2.2.3. Key informant interviews

Comprehensive interviews with individuals (key informants) who had appreciable environmental and climate knowledge of the selected communities were additionally conducted to further validate findings from the questionnaire and FGDs. These individuals were mainly the traditional leaders of the selected communities, Assembly members, youth leaders, and leaders of the cocoa farmers’ associations in the community. Six participants were recruited for the key informant interviews. The interviews took place for about 15 min and were also audiotaped and later transcribed with the consent of the interviewees.

2.3. Data analysis

2.3.1. Analysis of quantitative and qualitative data

Quantitative data obtained through questionnaire surveys were evaluated using percentages and frequencies. The computation was done with the help of the IBM Statistical Package for Social Sciences (SPSS) version 25. Data from key informant interviews and FGDs were also assessed using thematic analysis [21].

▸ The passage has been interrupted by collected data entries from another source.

PR #106, opened 2018-10-11
Simplify poisoning pattern

matklad:
I took a quick peek at the code and I think I've identified one of the major sources of complexity here: the `posoned_tx_rx` pattern. It is used to cancel stuff all over the place. However in Rust we have a wonderful tool for cancellation: RAII (I've even [blogged](https://matklad.github.io/2018/03/02/stopping-a-rust-worker.html) about it). 

The main idea is that, instead of doing `select!(receiver, poison)`, we just do `for msg in receiver` and treat a closed receiver as a shutdown signal. A cool thing about this pattern is that it automatically works when the sender is dropped due to panic. 

I've applied it only in one instance, but it should be applicable to other uses of poisoned channels as well. 

I am also not sure that this particular patch actually works: I don't have a good understanding of interactions between various actors, however, I am pretty sure this patch could be tweaked to work.

### DIFF
--- a/src/context.rs
+++ b/src/context.rs
@@ -11,7 +11,7 @@ pub struct Context {
     pub diagnostics: FnvHashMap<String, Vec<Diagnostic>>,
     pub editor_tx: Sender<EditorResponse>,
     pub lang_srv_poison_tx: Sender<()>,
-    pub lang_srv_tx: Sender<ServerMessage>,
+    pub lang_srv_tx: Option<Sender<ServerMessage>>,
     pub language_id: String,
     pub pending_requests: Vec<EditorRequest>,
     pub request_counter: u64,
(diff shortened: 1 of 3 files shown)


src/context.rs
```diff
@@ -63,8 +63,9 @@ impl Context {
             method,
             params: Some(params.unwrap()),
         };
-        self.lang_srv_tx
-            .send(ServerMessage::Request(Call::MethodCall(call)));
+        if let Some(tx) = &self.lang_srv_tx {
+            tx.send(ServerMessage::Request(Call::MethodCall(call)));
+        }
```
matklad: Note that this `if let` is suspicious: what should we do if the  `lang_srv_tx` is `None`? Note, however, that the very same problem was here from the start: it could have been the case that the other side of the channel was poisoned, making this message silently lost. This approach just make this subtlety visible in code.

matklad:
Couple of random thoughts:

* its important to internalize that crossbeam_channel, unlike std::mpsc, is **strictly** unidirectional. That is, dropping the sender notifies the receiver. However, dropping the receiver has no effect on the sender.

* Because dropping a sender is itself an event you can listen too, a useful pattern is `Sender<Void>`  (where `enum Void {}` is an uninhabited type) which allows you to check if anything is alive (see here for an examle of this: https://github.com/rust-lang-nursery/rls/pull/923).

ul:
It works well, thank you! I will try to digest it and blog post and apply to other places.

PR #109, opened 2018-10-14
simplify controllers lifecycle; close #108

### LINKED ISSUE #108: Simplifying controllers lifecycle
One problem with controller is that it spawns a lo of threads and shares `Context` via an `Arc`, which muddles ownership structure and makes drop-based cancellation harder.

I think it should be possible to confine Controller to a single thread, and simplify stuff in the process. Let me sketch a design!

First, let's introduce a `ControllerHandle` struct, which will be owned by the root event loop, the one that currently owns the `Controllers` `HashMap`. This loop needs to do three things:

* dispatch requests to controllers (we'll use `Sender<EditorRequest>` for that)
* be notified when controller dies (b/c, for example, the lang srv died). We'll use `Receiver<Void>` pattern for that
* reap stopped controllers. 

So, we get

```rust
struct ControllerHandle {
    sender: Sender<EditorRequest>,
    is_alive: Receiver<Void>,
    thread: JoinHandle<()>,
}
```

The first version of controllers loop might look like

```rust
let (is_alive_rx, is_alive_tx) = bounded::<Void>(0);
std::thread::spawn(|| {
    let alive = is_alive_tx;
    for request in editor_request_receiver {
        ...
    }
    drop(alive); // signal that we are done, will happen implicitly without `drop`
})
```

The main loop will then select over all `is_alive` (you can pass in an iterator to the `select!` macro), roughly like this:

```rust
let mut controllers: Vec<ControllerHandle> = ...;
let receivers = controllers.iter().map(|c| &c.is_alive);
select! {
    // The third argument to `recv` is optional and is assigned a
    // reference to the receiver the message was received from.
    recv(receivers, msg,lo from) => {
        assert!(msg.is_none()); // msg type is Void, so we only can get a closed event
        let controller_idx = controllers.iter().position(|c| c.is_alive == from).unwrap();
        let controller = controllers.swap_remove(controller_idx);
        controller.thread.join();
    }
}
```

Note that if we want to add an ability to explicitly stop the controller from the top-level event loop, we can change `sender: Sender<EditorRequest>` to `sender: Option<Sender<EditorRequest>>`. Stoping the controller would be just setting `sender` to None. Note that reaping of the controller would happen automatically, because `is_alive_tx` will get dropped. 

Now, the inner event loop of the controller can't be just `for request in editor_requests_rx`, because we need to deal with language server as well. But I think we can still use a single thread and loop and just use `select!` macro do dispatch between various events? Like this:

```rust
fn controller_loop(
    editor_requests: Receiver<EditorRequest>,
    srv_rx: Receiver<LangSrvMsg>,
    srv_tx: Sender<LangSrvMsg>,
    is_alive: Sender<Void>,
) {
    enum Event {
        EditorRequest(EditorRequest), // recived message from editor_requests
        EditorDied, // editor_requests is closed
        LangSrvRequest(LangSrvMsg),
        LangSrvDied,
    }
    let mut ctx = Context::new(....); // Note: shared state is mut on the stack, no need for arcs & mutexes
    loop {
          let event: Event = select!(...);
          match event {
                    Event::EditorDied => break,
                    Event::LangSrvDied => break, // log error maybe?
                    Event::EditorRequest(req) => ...,   
                    Event::LangSrvRequest(req) => ...,   
          }
    }
    // Note that we correctly signal termination in any of the cases:
    // - editor receviver is closed, that is, main loop has explicitly terminated this controller
    // - langsrv receiver has died, which means that LSP server unexpectedly did a belly up.
    // - this loop itself panicked during to a bug
    drop(is_alive);
}
```

ul:
@matklad have I applied you suggestions properly? I think I got the idea, but there are could be some subtle nuances which I could have missed. Though I tested changes manually and they seem to work correctly for the most common cases, and the only hole left is exiting by timeout (it's still a hard process::exit, I plan to fix it soon (and now it's much easier to do!), just want to do it together with pid/socket cleanup issue).

I was again surprised how well Rust compiler supports such refactors. Literally, I fearlessly moved big chunks of code around, fixed compiler errors, and it worked!

### DIFF
--- a/src/session.rs
+++ b/src/session.rs
@@ -14,7 +14,7 @@ use types::*;
 use util::*;
 
 struct ControllerHandle {
-    sender: Sender<EditorRequest>,
+    sender: Option<Sender<EditorRequest>>,
     is_alive: Receiver<Void>,
     thread: JoinHandle<()>,
 }
@@ -107,7 +107,9 @@ pub fn start(config: &Config, initial_request: Option<&str>) {
 
                 if controllers.contains_key(&route) {
                     let controller = controllers.get(&route).unwrap();
-                    controller.sender.send(request);
+                    if let Some(sender) = controller.sender.as_ref() {
+                        sender.send(request);
+                    }
                 } else {
                     // because Kakoune triggers BufClose after KakEnd
                     // we don't want textDocument/didClose to spawn new controller
@@ -134,16 +136,16 @@ fn exit_editor_session(controllers: &mut Controllers, request: &EditorRequest) {
         "Editor session `{}` closed, shutting down associated language servers",
         request.meta.session
     );
-    // have to clone keys as controllers are mutated inside loop
-    for route in controllers.keys().cloned().collect::<Vec<_>>() {
+    for (route, controller) in controllers.iter_mut() {
         if route.session == request.meta.session {
-            // should be safe to unwrap because we are iterating controllers' keys
-            let controller = controllers.remove(&route).unwrap();
             info!("Exit {} in project {}", route.language, route.root);
             // to notify kak-lsp about editor session end we use the same `exit` notification as
             // used in LSP spec to notify language server to exit, thus we can just clone request
             // and pass it along
-            controller.sender.send(request.clone());
+            if let Some(sender) = controller.sender.as_ref() {
+                sender.send(request.clone());
+            }
+            controller.sender = None;
         }
     }
 }
@@ -161,11 +163,12 @@ fn stop_session(controllers: &mut Controllers) {
         params: toml::Value::Table(toml::value::Table::default()),
     };
     info!("Shutting down language servers and exiting");
-    for k in controllers.keys().cloned().collect::<Vec<_>>() {
-        // should be safe to unwrap because we are iterating controllers' keys
-        let controller = controllers.remove(&k).unwrap();
-        controller.sender.send(request.clone());
-        info!("Exit {} in project {}", k.language, k.root);
+    for (route, controller) in controllers.iter_mut() {
+        if let Some(sender) = controller.sender.as_ref() {
+            sender.send(request.clone());
+        }
+        controller.sender = None;
+        info!("Exit {} in project {}", route.language, route.root);
     }
     stderr().flush().unwrap();
     stdout().flush().unwrap();
@@ -196,7 +199,7 @@ fn spawn_controller(
 
     ControllerHandle {
         is_alive: is_alive_rx,
-        sender: controller_tx,
+        sender: Some(controller_tx),
         thread,
     }
 }
--- a/src/session.rs
+++ b/src/session.rs
@@ -1,0 +1,202 @@
+use controller;
+use crossbeam_channel::{bounded, Receiver, Sender};
+use editor_transport;
+use fnv::FnvHashMap;
+use languageserver_types::notification::Notification;
+use languageserver_types::*;
+use project_root::find_project_root;
+use std::io::{stderr, stdout, Write};
+use std::process;
+use std::thread::{self, JoinHandle};
+use std::time::Duration;
+use toml;
+use types::*;
+use util::*;
+
+struct ControllerHandle {
+    sender: Sender<EditorRequest>,
+    is_alive: Receiver<Void>,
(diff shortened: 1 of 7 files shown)


src/session.rs
```diff
@@ -0,0 +1,202 @@
...
+    // have to clone keys as controllers are mutated inside loop
+    for route in controllers.keys().cloned().collect::<Vec<_>>() {
+        if route.session == request.meta.session {
+            // should be safe to unwrap because we are iterating controllers' keys
+            let controller = controllers.remove(&route).unwrap();
+            info!("Exit {} in project {}", route.language, route.root);
+            // to notify kak-lsp about editor session end we use the same `exit` notification as
+            // used in LSP spec to notify language server to exit, thus we can just clone request
+            // and pass it along
+            controller.sender.send(request.clone());
```
matklad: To properly clean up this without timeouts, we need to drop `controller.sender` first, and then block on `controller.is_alive.recv()`. Now with the code written, I think that we probably should move `sender` out of `Controller`, so that they could be destroyed automatically?

Smth like this:


```rust
struct ControllerHandle {
    is_alive: Sender<Void>,
    thread: JoinHandle<()>,
}

let mut handles: Vec<ControllerHandle> = Vec::new();
let mut controllers: HashMap<Route, Sender<EditroRequest>> = HashMap::new();
'event_loop: loop {
    let mut dead_controller = None;
    select! {
        recv(handles.iter().map(|it| &it.is_alive), msg, from) => {
            assert!(msg.is_none());
            dead_controller = handles.iter().position(|it| it.is_alive == from)
        }
        recv(commmands_receiver, ...) => {
            let route = ...
            let (handle, sender) = spawn_controller(route);
            handles.push(handle);
            controllers.insert(route, sender);
         }
    }
    if let Some(idx) = dead_controller {
        handles.swap_remove(idx).thread.join()
    }
}

drop(controllers); // stopped controllers
for handle in handles {
    assert!(handle.is_alive().recv().is_none());
    handle.thread.join().
}

```

matklad: Note that this has a nice bonus: it supports multiple exiting controllers for a single route.

That is, we can start a controller for route `foo`, add it to the controllers map, then stop it, remove from the map, and, while it is still in `handles`, add another controller with the `foo` route.

matklad: Hm, nope, this won't work as is: when we remove a handle from `handles`, we need to remove the corresponding route as well, and my proposal does not allow to do that. Perhaps it's just best to keep the `sender` in Controller, but make it an `Option` to allow for clean-up.

src/session.rs
```diff
@@ -0,0 +1,202 @@
...
+    for k in controllers.keys().cloned().collect::<Vec<_>>() {
+        // should be safe to unwrap because we are iterating controllers' keys
+        let controller = controllers.remove(&k).unwrap();
+        controller.sender.send(request.clone());
+        info!("Exit {} in project {}", k.language, k.root);
+    }
+    stderr().flush().unwrap();
+    stdout().flush().unwrap();
+    thread::sleep(Duration::from_secs(1));
+    process::exit(0);
```
matklad: This is a dangerous pattern, calling `process::exit` won't unwind the stack or call destructors, and that is usually desirable. The safe way to use `process::exit` is as a sole call in `main`:

```rust
fn main() {
    let code = main_inner();
    ::std::process::exit(code);
}

fn main_inner() -> i32 {
     ...
}
```

Similarly, not joining a thread can also lead to some info loss. I think the current code has a "lost thread" problem when communicating with language server. We don't wait for this thread:

https://github.com/ul/kak-lsp/blob/9b36a30d595d411059546e4a019718ae1120fec7/src/language_server_transport.rs#L67-L73

That means that, during shutdown, we may kill all controllers and shut down the process *before* these writer threads have a change to write the `exit` notification for proper LSP shutdown. I try to use [structured concurency](https://vorpus.org/blog/notes-on-structured-concurrency-or-go-statement-considered-harmful/) pattern in similar cases: if I spawn a thread, I make sure that it joined on all paths by the parent thread.

ul: Good catch! I already wanted to eliminate `exit` use, but was unaware of language server writer thread problem. I'll fix it soon.

PR #115, opened 2018-10-16
Add support for ccls with a couple of custom features

topisani:
https://github.com/MaskRay/ccls has replaced cquery for me, and probably many others. It supports a few more nice features, and i implemented some of them in kak-lsp.

Once again (like with cquery), I'm not sure if this is the structure you want, and my rust is pretty terrible, so there might be some issues. Everything seems to work though.

### DIFF
--- a/rc/lsp.kak
+++ b/rc/lsp.kak
@@ -321,6 +321,99 @@ insertSpaces = %s
 ' "${kak_session}" "${kak_client}" "${kak_buffile}" "${kak_timestamp}" "${kak_opt_lsp_tab_size}" "${kak_opt_lsp_insert_spaces}" | ${kak_opt_lsp_cmd}) > /dev/null 2>&1 < /dev/null }
 }
 
+# CCLS Extension
+
+def ccls-navigate -docstring "Navigate C/C++/ObjectiveC file" -params 1 %{
+    lsp-did-change
+    nop %sh{ (printf '
+session   = "%s"
+client    = "%s"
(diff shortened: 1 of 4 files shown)


topisani:
Thanks for that, i somehow forgot about it again. nice work on kak-lsp btw, this is the reason why i can use my favorite editor with my favorite language ;)

ccls has some even more advanced features, like generating browsable call/inheritance trees. It's something ive considered implementing at some point, but it would probably require either a custom terminal UI or a fair amount of kak code. To some extend i feel like this goes outside the scope of kak-lsp? but at the same time, thats how it would be the easiest to implement.

An alternative could be allowing users to implement request handlers directly from kak, which would make support for extensions a lot easier - any thoughts on this?

ul:
Thanks for updating the wiki!

> To some extend i feel like this goes outside the scope of kak-lsp? but at the same time, thats how it would be the easiest to implement.

The primary goal of kak-lsp is to provide Kakoune with IDE-like features, and basic LSP was just the most effective investment, but any useful extensions could find their place in kak-lsp long before it would start to look bloated. Of course, I prioritize implementing core LSP features for myself, but I'm more than happy to accept contribution of extensions.

> An alternative could be allowing users to implement request handlers directly from kak, which would make support for extensions a lot easier - any thoughts on this?

I started movement in that direction by introducing `lsp-show-*` and similar commands in `lsp.kak`. If you see how to improve it even further it would be great.

PR #123, opened 2018-10-30
Fix error due to experimental access to crates through prelude

JJK96:
```
error[E0658]: access to extern crates through prelude is experimental (see issue #44660)
  --> src/language_features/ccls.rs:15:12
   |
15 |     if let toml::Value::Table(ref mut table) = params {
   |            ^^^^

error[E0658]: access to extern crates through prelude is experimental (see issue #44660)
  --> src/language_features/ccls.rs:18:13
   |
18 |             toml::Value::try_from(TextDocumentIdentifier {
   |             ^^^^

error[E0658]: access to extern crates through prelude is experimental (see issue #44660)
  --> src/language_features/ccls.rs:50:18
   |
50 |     let result = serde_json::from_value(result).expect("Failed to parse definition response");
   |                  ^^^^^^^^^^
```

### DIFF
--- a/src/language_features/ccls.rs
+++ b/src/language_features/ccls.rs
@@ -2,6 +2,8 @@ use context::*;
 use itertools::Itertools;
 use jsonrpc_core::{Params, Value};
 use languageserver_types::{NumberOrString, Position, Range, TextDocumentIdentifier};
+use toml;
+use serde_json;
 use serde;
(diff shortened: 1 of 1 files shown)


JJK96:
Same problem as in that issue, I'm currently updating to 1.30.

maximbaz:
Because it's so simple 😛

PR #229, opened 2019-07-31
add lsp-disable and lsp-disable-window

andreyorst:
As suggested in https://github.com/ul/kak-lsp/issues/228 I've added two commands `lsp-disable` and `lsp-disable-window`. However after executing those hovering still works for some reason. Did I missed something?

### DIFF
--- a/rc/lsp.kak
+++ b/rc/lsp.kak
@@ -952,6 +952,17 @@ define-command -hidden lsp-enable -docstring "Default integration with kak-lsp" 
     }
 }
 
+define-command -hidden lsp-disable -docstring "Disable kak-lsp in the window scope" %{
+    remove-highlighter global/cquery_semhl
+    remove-highlighter global/lsp_references
+    lsp-inline-diagnostics-disable global
+    lsp-diagnostic-lines-disable global
+    unmap global goto d '<esc>: lsp-definition<ret>' -docstring 'definition'
+    unmap global goto r '<esc>: lsp-references<ret>' -docstring 'references'
+    remove-hooks global lsp
+    lsp-exit
+}
+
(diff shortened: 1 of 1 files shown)


andreyorst:
ah. found that. Interestingly enough that `lsp-auto-hover` hooks are always `global` scoped. Can't this cause problems with `window` scoped lsp?

rc/lsp.kak
```diff
@@ -961,8 +975,8 @@ define-command lsp-enable-window -docstring "Default integration with kak-lsp in
     lsp-inline-diagnostics-enable window
     lsp-diagnostic-lines-enable window
 
-    map window goto d '<esc>: lsp-definition<ret>' -docstring 'definition'
-    map window goto r '<esc>: lsp-references<ret>' -docstring 'references'
+    map window goto d '<esc>: lsp-definition<ret>'
```
ul: Any specific reason to remove docstring here and below?

ul:
> Interestingly enough that lsp-auto-hover hooks are always global scoped. Can't this cause problems with window scoped lsp?

Yes, I think I overlooked it when introduced `lsp-enable-window`. Most likely we want `auto` hooks to be scope-parametrized as well.

ul:
Thanks for adding this command! Let's merge it (after restoring docstrings) and then have `auto` commands fixed as well.

rc/lsp.kak
andreyorst: Oi!

andreyorst:
I've put docstrings back. It seems that I've copied map and unmap commands around and unmap doesn't accept docstring, and I've removed those docstrings by mistake.

PR #238, opened 2019-09-09
Insert before the cursor for all text edits

lePerdu:
Currently, text is isnerted before the cursor when at column 0 and after the cursor at other columns. This is not correct, though: it "skips" over the position between columns 1 and 2 (in Kakoune coordinates) and makes inserts that aren't at the beginning of a line off by 1. Text should instead always be inserted before the cursor in Kakoune, not just when at the beginning of the line.

As far as I can see, `KakouneTextEditCommand::InsertAfter` isn't needed at all: cursors in Kakoune can refer to the newline character (or end-of-file if there is no newline at the end of the file) of each line, so even if the LSP column is at the end of the line, the insert can still be represented as an insertion before the cursor in Kakoune. (I hence removed it and the corresponding `lsp-insert-after-selection` command.)

Here is an example of the current behavior of `lsp-format`:

With this buffer:
```
int main() {
    if (true) {
        return long_function_name(alongargumentname, anotherargument, "a string", 100000000);
    }
}
```

Calling `lsp-format` (with clangd) sends back an insert with a new line and some indentation results in this
```
int main() {
    if (true) {
        return long_function_name(a
                longargumentname, anotherargument, "a string", 100000000);
    }
}
```

With this PR, `lsp-format` results in this (the output from the `clang-format` command):
```
int main() {
    if (true) {
        return long_function_name(
                alongargumentname, anotherargument, "a string", 100000000);
    }
}
```

### DIFF
--- a/rc/lsp.kak
+++ b/rc/lsp.kak
@@ -688,19 +688,6 @@ define-command -hidden lsp-show-message -params 2 -docstring %{
     info %arg{2}
 }
 
-define-command -hidden lsp-insert-after-selection -params 1 -docstring %{
-    Insert content after current selections while keeping cursor intact.
-    It is used to apply text edits from language server.
-} %{
-    declare-option -hidden str lsp_text_edit_tmp %sh{ mktemp }
-    declare-option -hidden str lsp_text_edit_content %arg{1}
-    execute-keys %sh{
-        printf "%s" "$kak_opt_lsp_text_edit_content" > $kak_opt_lsp_text_edit_tmp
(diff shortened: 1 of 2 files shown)


ul:
Thank you for your contribution! And sorry for the delay...

Good to see this code simplified and corrected, I briefly tested it manually with the language servers I use and it seems to work. (It's a shame that we don't have an automated test suite for it, I hope I'll find time to build it, or anyone will be keen to contribute).

PR #242, opened 2019-09-25
Feature/workspace edit code actions

topisani:
Still new to rust, so not certain about the implementation, but it works.

This supports the code actions issued by ccls, and is the only way i have tested it


ul:
Looks good to me, thank you for your contribution!

Issue #241, opened 2019-09-22
kak-lsp appears to not run when kak-lsp.toml exists


wbthomason:
I have a strange bug: When I have no `~/.config/kak-lsp/kak-lsp.toml`, `kak-lsp` starts and runs correctly (for a Python file). When there is a `kak-lsp.toml` (configuring C++ and Rust, but not Python - from the wiki, I got the impression that I could not configure Python's LSP in this file?), `kak-lsp` seems to silently fail - I get no completions, lints, etc. I'm not quite sure how to go about debugging this.

Apologies if this is a naive mistake; I'm super new to Kakoune and kak-lsp both.

ul:
Hello, this indeed sounds like a strange behaviour of kak-lsp. Let's double-check things one by one:

1. kak-lsp reads only one configuration file, from the directory which is system-dependent. Please check https://github.com/ul/kak-lsp/#configuring-kak-lsp for details. When the configuration file is missing kak-lsp loads default one which is embedded into the binary.

2. The configuration file doesn't extend default configuration but rather overwrites it. If you want one more language server to existing ones, or change the existing one, then you need to copy the entire config and edit it.

3. You can debug kak-lsp by the following instruction https://github.com/ul/kak-lsp/#troubleshooting

Please let me know if you get any new input so I can propose a few other things.

wbthomason:
Ah, it seems that (2) caused my issue - I did not realize that the configuration file does not extend the default, but overwrites it, and thus the configuration file I had was definitely incomplete. Copying the default config and customizing it fixes the behavior I mentioned above. 

Is this documented somewhere on the repo? I'd be happy to make a PR adding it to the README if it isn't (I didn't see it there, but I may have missed something).

Thanks!

ul:
I don't think it's properly documented anywhere. PR is welcome!

PR #244, opened 2019-09-30
Document configuration file: overwriting vs extending

wbthomason:
To prevent issues such as #241


ul:
Thank you for the docs improvement!

PR #247, opened 2019-10-11
Pass buffer content using stdio instead of environment variables

### LINKED ISSUE #245: Pass buffer content using stdin instead of environment variables
At the moment `lsp-did-change` and `lsp-did-open` both use environment variables to pass the content of the buffer.

While the overall environment can get quite big, each single environment variable appears to be limited to a hard 128kib, at least on linux ([see](https://unix.stackexchange.com/questions/336934/raise-128kib-limit-on-environment-variables-in-linux)). 

If an environment variable is bigger than this, it causes the shell scope to not even be run. This can be tested with the following command which is a noop with a selection smaller than ~130K chars, and wipes it beyond that
`reg dquote %sh{ printf '%s' "$kak_selection" }; exec R`

I think a solution here would be to pass the buffer content over stdin using `<a-|>`, which does not have that limitation. Since anyway the shell scopes only rely on side effects, this should be straightforward.

There might be other places where this limitation is relevant.

occivink:
Fixes #245 

Other notable changes:
* lsp-did-change was not operating asynchronously, but lsp-did-open was. They are now both asynchronous
* the three chained sed calls have been merged into one (I think that should be portable? Would be nice if on macos could test, since afaik it has noticeable differences)

To test this, you can check that with a file bigger than 128kib, changing the buffer content causes both kak-lsp and the language server to use _some_ cpu. Before, it did not and kept idling.

However jumping to definitions was working before, even on files that big. It's not entirely clear to me what didChange is supposed to do, but it does not seem entirely necessary?

### DIFF
--- a/rc/lsp.kak
+++ b/rc/lsp.kak
@@ -69,12 +69,21 @@ define-command -hidden lsp-did-change -docstring "Notify language server about b
     evaluate-commands %sh{
         if [ $kak_opt_lsp_timestamp -eq $kak_timestamp ]; then
             echo "fail"
-        else
-            echo "evaluate-commands -draft -no-hooks %{set-option buffer lsp_timestamp %val{timestamp}; execute-keys '%'; set-option buffer lsp_draft %val{selection}}"
         fi
     }
-    nop %sh{ (
-lsp_draft=$(printf '%s.' "${kak_opt_lsp_draft}" | sed 's/\\/\\\\/g' | sed 's/"/\\"/g' | sed "s/$(printf '\t')/\\\\t/g")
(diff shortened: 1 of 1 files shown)


ul:
Thanks for the fix!

> However jumping to definitions was working before, even on files that big. It's not entirely clear to me what didChange is supposed to do, but it does not seem entirely necessary?

didChange is the way LSP server knows actual buffer content when changes are not saved to the file. I guess if you will edit a buffer in the region affected by the size limitation so definition will be moved then jump to definitions will end up in an incorrect position.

2.3.2. Analysis of adaptive capacity

The study sought to determine the adaptive capacities of the selected communities in the study district using their capital assets (social, physical, natural, human, and financial). All indicators under the various capital assets were standardized following the United Nations Development Programme's [22] protocol for standardizing indicators for the life expectancy index. This was done to ensure the comparability of the indicators utilized in the formulation of the household adaptive capacity (Equation (1)). This ensured that every indicator was adjusted so that its relative position was between 0 and 1 [23].

$$Indexedvalue\left(X_i\right)=\frac{Actualvalue-minimumvalue}{Maximumvalue-minimumvalue}$$ (1)

After the indicators had been standardized, it was important to assign appropriate weights to them. An equal weighting method was employed based on the number of capital assets to ensure the homogeneity of the results. The adaptive capacities for the individual capital assets were then determined using (Equation (2)).

$$Adaptivecapacity=\sum (X_i\times W)$$ (2)

• Where X_i = indexed value for the indicators of each capital asset.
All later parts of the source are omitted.